Provided information -

○ ○ ○ ○ ○ ○ ○

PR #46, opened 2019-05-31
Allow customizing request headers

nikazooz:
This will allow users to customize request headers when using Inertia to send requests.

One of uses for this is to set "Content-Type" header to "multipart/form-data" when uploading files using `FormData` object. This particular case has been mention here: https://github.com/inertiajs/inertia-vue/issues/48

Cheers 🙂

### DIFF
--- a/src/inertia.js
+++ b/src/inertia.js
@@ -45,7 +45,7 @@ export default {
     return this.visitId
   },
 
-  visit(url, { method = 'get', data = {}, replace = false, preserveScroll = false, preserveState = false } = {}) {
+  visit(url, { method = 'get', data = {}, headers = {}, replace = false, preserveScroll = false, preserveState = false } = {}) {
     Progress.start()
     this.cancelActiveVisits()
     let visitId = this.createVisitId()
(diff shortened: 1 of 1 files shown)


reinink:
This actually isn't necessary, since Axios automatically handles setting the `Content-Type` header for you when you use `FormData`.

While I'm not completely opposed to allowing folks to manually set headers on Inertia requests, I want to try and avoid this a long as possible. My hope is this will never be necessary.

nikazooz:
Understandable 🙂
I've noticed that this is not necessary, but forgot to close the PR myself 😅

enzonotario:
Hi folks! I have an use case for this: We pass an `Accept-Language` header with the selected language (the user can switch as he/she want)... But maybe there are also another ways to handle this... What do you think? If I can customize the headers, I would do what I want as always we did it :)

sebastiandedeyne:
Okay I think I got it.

○ ○ ○ ○ ○ ○ ○

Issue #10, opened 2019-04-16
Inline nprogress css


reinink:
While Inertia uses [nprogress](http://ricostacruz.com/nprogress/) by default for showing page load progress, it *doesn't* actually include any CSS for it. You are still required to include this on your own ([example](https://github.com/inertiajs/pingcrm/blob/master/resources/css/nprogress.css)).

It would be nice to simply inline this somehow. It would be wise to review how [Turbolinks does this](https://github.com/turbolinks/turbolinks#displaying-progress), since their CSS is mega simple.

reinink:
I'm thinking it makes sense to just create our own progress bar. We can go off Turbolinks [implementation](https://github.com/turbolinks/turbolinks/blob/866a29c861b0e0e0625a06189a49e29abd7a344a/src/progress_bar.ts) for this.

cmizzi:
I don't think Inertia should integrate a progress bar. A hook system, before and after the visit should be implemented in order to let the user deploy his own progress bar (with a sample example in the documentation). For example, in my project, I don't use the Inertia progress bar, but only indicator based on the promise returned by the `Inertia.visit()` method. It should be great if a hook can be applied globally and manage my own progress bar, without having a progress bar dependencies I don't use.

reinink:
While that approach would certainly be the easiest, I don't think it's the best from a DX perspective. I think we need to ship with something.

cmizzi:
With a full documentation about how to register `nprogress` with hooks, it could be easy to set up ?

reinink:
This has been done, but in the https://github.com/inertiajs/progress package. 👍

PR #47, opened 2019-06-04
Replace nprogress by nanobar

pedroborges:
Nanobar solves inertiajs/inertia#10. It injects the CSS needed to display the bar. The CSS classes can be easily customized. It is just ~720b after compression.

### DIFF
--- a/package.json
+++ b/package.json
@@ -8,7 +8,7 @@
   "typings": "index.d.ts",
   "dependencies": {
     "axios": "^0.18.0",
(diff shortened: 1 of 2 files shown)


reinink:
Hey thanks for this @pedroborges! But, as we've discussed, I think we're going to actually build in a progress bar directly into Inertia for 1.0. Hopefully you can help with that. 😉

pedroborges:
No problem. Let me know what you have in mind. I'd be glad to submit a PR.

○ ○ ○ ○ ○ ○ ○

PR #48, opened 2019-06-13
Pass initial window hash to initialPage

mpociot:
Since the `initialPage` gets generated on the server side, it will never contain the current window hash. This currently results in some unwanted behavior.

○ ○ ○ ○ ○ ○ ○

Problem requirements -
Reproduce word for word the material above, starting with the line that has "--- a/package.json" and stopping after the line that has "No problem. Let".

Answer to this task -
--- a/package.json
+++ b/package.json
@@ -8,7 +8,7 @@
   "typings": "index.d.ts",
   "dependencies": {
     "axios": "^0.18.0",
(diff shortened: 1 of 2 files shown)


reinink:
Hey thanks for this @pedroborges! But, as we've discussed, I think we're going to actually build in a progress bar directly into Inertia for 1.0. Hopefully you can help with that. 😉

pedroborges:
No problem. Let me know what you have in mind. I'd be glad to submit a PR.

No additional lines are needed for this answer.